Collected data entries
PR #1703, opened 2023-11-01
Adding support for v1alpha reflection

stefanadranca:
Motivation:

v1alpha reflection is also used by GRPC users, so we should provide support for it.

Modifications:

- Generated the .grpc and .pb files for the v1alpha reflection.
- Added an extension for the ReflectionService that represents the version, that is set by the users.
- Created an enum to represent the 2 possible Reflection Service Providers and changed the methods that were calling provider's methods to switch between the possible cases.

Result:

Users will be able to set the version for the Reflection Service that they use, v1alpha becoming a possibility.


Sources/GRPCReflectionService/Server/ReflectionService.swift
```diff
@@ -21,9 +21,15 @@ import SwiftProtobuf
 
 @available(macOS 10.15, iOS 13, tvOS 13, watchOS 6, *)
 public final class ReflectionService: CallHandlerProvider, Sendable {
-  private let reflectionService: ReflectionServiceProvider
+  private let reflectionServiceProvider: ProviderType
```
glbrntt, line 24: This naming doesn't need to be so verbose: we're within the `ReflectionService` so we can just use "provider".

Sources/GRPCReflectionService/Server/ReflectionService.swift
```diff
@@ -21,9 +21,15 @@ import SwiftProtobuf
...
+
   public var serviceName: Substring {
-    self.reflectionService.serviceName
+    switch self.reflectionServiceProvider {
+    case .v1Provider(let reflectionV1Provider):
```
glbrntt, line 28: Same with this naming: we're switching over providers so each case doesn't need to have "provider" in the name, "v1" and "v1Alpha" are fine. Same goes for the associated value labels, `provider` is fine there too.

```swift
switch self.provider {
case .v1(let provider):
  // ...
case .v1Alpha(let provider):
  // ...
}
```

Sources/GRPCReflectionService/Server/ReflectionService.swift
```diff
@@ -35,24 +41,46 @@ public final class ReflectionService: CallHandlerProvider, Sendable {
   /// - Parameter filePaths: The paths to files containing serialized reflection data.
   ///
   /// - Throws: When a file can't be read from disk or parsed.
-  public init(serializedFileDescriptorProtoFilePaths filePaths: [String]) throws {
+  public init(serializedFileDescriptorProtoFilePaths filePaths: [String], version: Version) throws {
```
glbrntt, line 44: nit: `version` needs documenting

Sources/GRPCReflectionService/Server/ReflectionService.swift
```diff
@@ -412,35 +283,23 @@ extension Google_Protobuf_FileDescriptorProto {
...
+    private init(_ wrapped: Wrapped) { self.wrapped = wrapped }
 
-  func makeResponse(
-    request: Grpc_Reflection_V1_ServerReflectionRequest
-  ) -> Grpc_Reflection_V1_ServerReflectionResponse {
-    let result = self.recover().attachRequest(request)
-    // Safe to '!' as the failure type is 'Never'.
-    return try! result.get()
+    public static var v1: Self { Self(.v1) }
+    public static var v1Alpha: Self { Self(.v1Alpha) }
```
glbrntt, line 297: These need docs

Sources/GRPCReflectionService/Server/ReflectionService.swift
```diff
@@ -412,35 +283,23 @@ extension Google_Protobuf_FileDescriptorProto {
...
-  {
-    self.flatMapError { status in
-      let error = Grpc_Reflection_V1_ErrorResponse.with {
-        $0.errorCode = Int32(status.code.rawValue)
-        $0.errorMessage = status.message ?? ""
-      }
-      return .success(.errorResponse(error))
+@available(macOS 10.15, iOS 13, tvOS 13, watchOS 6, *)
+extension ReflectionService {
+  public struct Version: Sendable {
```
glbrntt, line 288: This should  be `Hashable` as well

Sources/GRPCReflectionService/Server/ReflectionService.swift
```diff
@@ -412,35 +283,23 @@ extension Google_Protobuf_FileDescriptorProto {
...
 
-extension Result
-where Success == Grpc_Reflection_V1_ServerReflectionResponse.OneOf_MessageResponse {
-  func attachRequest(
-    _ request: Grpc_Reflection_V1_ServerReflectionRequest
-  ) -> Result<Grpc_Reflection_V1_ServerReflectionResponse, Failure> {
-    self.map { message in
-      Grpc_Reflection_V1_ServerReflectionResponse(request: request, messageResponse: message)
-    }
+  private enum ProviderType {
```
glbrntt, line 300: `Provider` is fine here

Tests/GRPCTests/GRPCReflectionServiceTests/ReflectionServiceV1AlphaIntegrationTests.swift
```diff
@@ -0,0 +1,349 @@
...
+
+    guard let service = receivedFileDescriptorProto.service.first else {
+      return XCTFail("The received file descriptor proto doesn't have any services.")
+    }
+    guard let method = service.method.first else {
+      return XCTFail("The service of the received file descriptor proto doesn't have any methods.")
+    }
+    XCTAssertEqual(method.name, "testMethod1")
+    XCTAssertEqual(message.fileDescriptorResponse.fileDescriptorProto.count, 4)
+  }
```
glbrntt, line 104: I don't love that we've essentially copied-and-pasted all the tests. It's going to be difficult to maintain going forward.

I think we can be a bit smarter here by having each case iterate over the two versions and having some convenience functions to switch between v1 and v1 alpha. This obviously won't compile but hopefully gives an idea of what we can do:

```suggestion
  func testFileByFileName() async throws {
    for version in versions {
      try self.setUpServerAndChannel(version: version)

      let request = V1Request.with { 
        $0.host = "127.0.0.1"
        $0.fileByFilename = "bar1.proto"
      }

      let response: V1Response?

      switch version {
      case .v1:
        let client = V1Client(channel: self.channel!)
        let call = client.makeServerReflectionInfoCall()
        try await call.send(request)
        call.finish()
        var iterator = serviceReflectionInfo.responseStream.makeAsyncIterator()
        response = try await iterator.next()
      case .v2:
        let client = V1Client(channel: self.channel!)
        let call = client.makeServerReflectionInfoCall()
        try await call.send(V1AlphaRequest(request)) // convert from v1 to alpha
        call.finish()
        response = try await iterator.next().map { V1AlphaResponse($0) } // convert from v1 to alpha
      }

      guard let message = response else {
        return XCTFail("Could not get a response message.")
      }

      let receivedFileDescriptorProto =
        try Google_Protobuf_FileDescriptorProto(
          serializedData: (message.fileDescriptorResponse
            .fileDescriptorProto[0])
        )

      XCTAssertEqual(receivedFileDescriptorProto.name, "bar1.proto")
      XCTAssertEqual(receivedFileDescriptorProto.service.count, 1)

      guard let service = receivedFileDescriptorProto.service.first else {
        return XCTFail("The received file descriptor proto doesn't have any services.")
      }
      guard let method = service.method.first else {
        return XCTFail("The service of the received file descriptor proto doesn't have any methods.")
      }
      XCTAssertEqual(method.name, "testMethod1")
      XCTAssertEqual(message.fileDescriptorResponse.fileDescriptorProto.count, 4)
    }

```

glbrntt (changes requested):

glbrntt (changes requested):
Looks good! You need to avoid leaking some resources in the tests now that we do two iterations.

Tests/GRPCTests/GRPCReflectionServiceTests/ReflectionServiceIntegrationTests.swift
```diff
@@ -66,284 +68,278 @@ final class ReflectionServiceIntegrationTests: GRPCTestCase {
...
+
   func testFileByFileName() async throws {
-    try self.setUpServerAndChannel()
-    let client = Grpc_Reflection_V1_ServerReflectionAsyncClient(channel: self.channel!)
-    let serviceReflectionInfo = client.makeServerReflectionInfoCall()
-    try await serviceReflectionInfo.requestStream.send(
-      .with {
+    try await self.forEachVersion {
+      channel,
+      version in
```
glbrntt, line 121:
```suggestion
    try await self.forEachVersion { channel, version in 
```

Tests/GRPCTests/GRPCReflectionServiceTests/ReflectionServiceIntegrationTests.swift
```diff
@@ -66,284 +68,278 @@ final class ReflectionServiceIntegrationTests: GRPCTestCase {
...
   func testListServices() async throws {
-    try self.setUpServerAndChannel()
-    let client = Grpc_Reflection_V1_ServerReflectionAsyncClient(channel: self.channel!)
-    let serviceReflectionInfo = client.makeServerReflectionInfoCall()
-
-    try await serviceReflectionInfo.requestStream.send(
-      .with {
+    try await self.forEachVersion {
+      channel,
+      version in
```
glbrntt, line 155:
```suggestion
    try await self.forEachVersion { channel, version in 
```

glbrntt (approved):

==

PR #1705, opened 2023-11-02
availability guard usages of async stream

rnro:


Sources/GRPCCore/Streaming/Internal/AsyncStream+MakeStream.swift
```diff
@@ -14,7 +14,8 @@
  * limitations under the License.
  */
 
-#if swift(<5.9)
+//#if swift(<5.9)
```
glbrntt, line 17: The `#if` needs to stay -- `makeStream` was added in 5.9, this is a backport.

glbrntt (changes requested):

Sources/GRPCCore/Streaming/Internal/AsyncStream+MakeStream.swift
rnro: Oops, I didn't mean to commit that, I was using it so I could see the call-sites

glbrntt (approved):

*PROBLEM STATEMENT*: Could you repeat exactly the lines above from the line with "PR #1703, opened 2023-11-01" up to and including the line with "- Added an extension", and only those?

*TASK OUTPUT*:
PR #1703, opened 2023-11-01
Adding support for v1alpha reflection

stefanadranca:
Motivation:

v1alpha reflection is also used by GRPC users, so we should provide support for it.

Modifications:

- Generated the .grpc and .pb files for the v1alpha reflection.
- Added an extension for the ReflectionService that represents the version, that is set by the users.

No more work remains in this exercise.